Insect growth regulators that prevent a species from reaching maturity and procreating have been used successfully for 40 years in stored grain, but they are not popular in bakeries, dry cheese storage and other food production settings because people associate dead insects with effectiveness. Pheromones, on the other hand, have emerged as a popular procreation disrupter. Pheromones have been identified for almost 40 species, but only half of them are commercially produced.

“The chemistry is so complicated and difficult to synthesize,” says Phillips. Each pheromone mimics the chemical signals that an insect sends to attract the opposite sex. Use of pheromone traps, on the other hand, requires EPA approval and handling by licensed individuals. Some entomologists have reservations about this use. “Zero does not mean zero in this case,” says Phillips, only that the moth hasn’t been detected.

“A pheromone trap is really a detection device,” adds Sargent of Copesan. “It’s like a thermometer. A thermometer doesn’t control the weather, and a pheromone trap doesn’t control pests.”

Barcode technology and tracking software have given entomologists another tool to deploy. After scanning the code on a particular trap or monitoring station, the program poses a series of questions, and the technician provides the requested feedback. The programs also allow technicians to map where light traps and other monitoring and capture devices are positioned throughout the facility.

“Tremendous amounts of data are collected, and the computer does the number crunching,” IFC’s Heath explains. “Those systems have been invaluable for identifying problems areas, where structural repairs are needed, and hot spots of activity.”
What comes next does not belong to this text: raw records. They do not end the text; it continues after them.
PR #27888, opened 2023-09-01
Merge clustermesh-apiserver and kvstoremesh into a single image

giorio94:
Reporting here the message from the main commit for convenience:

```
Merge the kvstoremesh logic into the clustermesh-apiserver as a separate
subcommand, so that we can get rid of one image and reduce the overall
time to bootstrap the clustermesh-apiserver deployment. The additional
boilerplate to build the kvstoremesh images is dropped.

Size of the images before this change:
$ make docker-clustermesh-apiserver-image
$ docker inspect -f '{{ .Size }}' quay.io/cilium/clustermesh-apiserver:latest | \
         numfmt --to=si --suffix=B --format="%.2f"
---> 72.09MB
$ make docker-kvstoremesh-image
$ docker inspect -f '{{ .Size }}' quay.io/cilium/kvstoremesh:latest | \
         numfmt --to=si --suffix=B --format="%.2f"
---> 64.62MB

Size of the image after this change:
$ make docker-clustermesh-apiserver-image
$ docker inspect -f '{{ .Size }}' quay.io/cilium/clustermesh-apiserver:latest | \
         numfmt --to=si --suffix=B --format="%.2f"
---> 72.26MB
```

~~Depends on https://github.com/cilium/cilium/pull/27823, https://github.com/cilium/cilium/pull/27817, https://github.com/cilium/cilium/pull/27873~~

To be discussed in the next community meeting: should we rename the clustermesh-apiserver pod/image to something more expressive which better highlights the new structure (the container is planned to be extended to include the etcd binary, as well as the current init-container logic)? This would require a fairly large amount of CI changes (some of which will likely only pop-up during the next release), as well as make backporting of CI changes more tricky in the future.  

```release-note
Merge clustermesh-apiserver and kvstoremesh into a single image
```

PR #28478, opened 2023-10-10
clustermesh-apiserver: extract external workloads in a separate cell

giorio94:
Refactor the initialization of the external workloads logic into a separate cell. A few of the existing parameters are dropped, as they were never explicitly configured, and more in detail:

* --identity-allocation-mode: the clustermesh-apiserver is expected to be used only when Cilium is configured in CRD mode, while kvstore mode is not supported; the same also applies to the current implementation of external workloads;
* --allocator-list-timeout: it has been hard-coded to the default value for the sake of simplicity;
* --enable-well-known-identities: not applicable to the external workloads from the clustermesh-apiserver perspective, and thus not necessary.

For https://github.com/cilium/cilium/pull/27888.

### DIFF
--- a/clustermesh-apiserver/vmmanager.go
+++ b/clustermesh-apiserver/vmmanager.go
@@ -6,21 +6,22 @@ package main
 import (
 	"context"
 	"encoding/json"
+	"fmt"
 	"net"
 	"path"
 	"sort"
 
-	k8sv1 "k8s.io/api/core/v1"
+	"github.com/spf13/pflag"
 	"k8s.io/apimachinery/pkg/api/errors"
 	metav1 "k8s.io/apimachinery/pkg/apis/meta/v1"
-	"k8s.io/apimachinery/pkg/fields"
 	"k8s.io/apimachinery/pkg/types"
-	"k8s.io/apimachinery/pkg/util/wait"
-	"k8s.io/client-go/tools/cache"
 
 	"github.com/cilium/cilium/api/v1/models"
 	"github.com/cilium/cilium/pkg/cidr"
 	cmtypes "github.com/cilium/cilium/pkg/clustermesh/types"
+	"github.com/cilium/cilium/pkg/defaults"
+	"github.com/cilium/cilium/pkg/hive"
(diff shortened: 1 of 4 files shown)


thorn3r (approved):
excellent work

clustermesh-apiserver/vmmanager.go
```diff
@@ -29,74 +30,107 @@ import (
...
+) *VMManager {
+	if !cfg.EnableExternalWorkloads {
+		return nil
 	}
-	m.identityAllocator = identityCache.NewCachingIdentityAllocator(m)
 
-	if option.Config.EnableWellKnownIdentities {
-		identity.InitWellKnownIdentities(option.Config, cinfo)
+	// External workloads require CRD allocation mode
+	option.Config.IdentityAllocationMode = option.IdentityAllocationModeCRD
```
tommyp1ckles, line 81: Does this draw from the regular cilium-config configmap, if so should we terminate if we're using an external kvstore in case Cilium is using that (instead of silently reconfiguring)?

tommyp1ckles (approved):
k8s changes look good, just one question..

joestringer:
(Awaiting unresolved conversation before merging)

clustermesh-apiserver/vmmanager.go
giorio94: The clustermesh-apiserver pod doesn't mount the cilium-config configmap, which means that the IdentityAllocationMode was never set to a value different from the default one also in the current version. From this point of view, no regression is introduced by this PR, which just removes that (unused) parameter and hard-codes the default value for the sake of simplicity.

More in general, the entire clustermesh-apiserver (not only the external workloads support) is not compatible with Cilium running in kvstore mode, and I agree that we should error out in this case to make the incompatibility more explicit (e.g., introducing a validation at the helm level). I'd postpone that as a follow-up item though, being a separate QoL enhancement unrelated from this PR.

giorio94: Resolving the conversation so that this PR can be merged.

tommyp1ckles:
@joestringer my question is resolved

Thermal imaging with infrared cameras and even X-ray is occasionally used to expose hiding places inside wall cavities and other out-of-sight areas, though hardware cost limits their use. Rentokil rolled out a high-tech mousetrap called RADAR, which euthanizes rodents with CO2 gas, but it has only been deployed in pharmaceutical facilities, banks and medical offices, according to Matthew Lawless, technical innovation manager. An enhancement called PestConnect provides electronic messaging when the trap is activated, but that service currently is only available in the UK.

Portable heaters that gradually raise the temperature to 120-150° F in isolated areas of a facility to dehydrate and kill insects are alternatives to centralized systems that attempted to heat the entire plant. Instead of chemical fumigants, heat treatment is an excellent option, suggests RK Pest Management’s Kammerling, as is “frozen snow.” Pellets of frozen CO2 are injected into cracks and crevices, resulting in a similar outcome to heat.

Borrowing a technique used to inspect sanitary lines, pest managers are snaking miniature cameras into lines and wall cavities to spot cracks that afford an entry point to the facility. Vacuum pumps are sometimes used to evacuate oxygen in tent-like pouches holding pallet-loads of incoming materials. “That hasn’t taken off, but a few people in the organic industry are using it,” Phillips reports.

“There’s a lot of good technology,” Kammerling summarizes, “but it all comes down to the inspection.”

The polar vortex that sent shivers through the eastern half of the country this winter had entomologists cheering, given the cold’s inhibiting effect on pests. Still, when warmer weather returns, stink bugs, crazy ants and psocids will be on the march, and pest managers will have to document what preventive steps they’ve taken and adjustments they’ve made to keep them away from the nation’s food supply.

“Every year is different,” reflects Heath, and the methods of control, licensing requirements and regulatory oversight are changing, as well. The good news is the science is advancing, and fewer pests are taste-testing raw food, even as the use of pesticides recedes.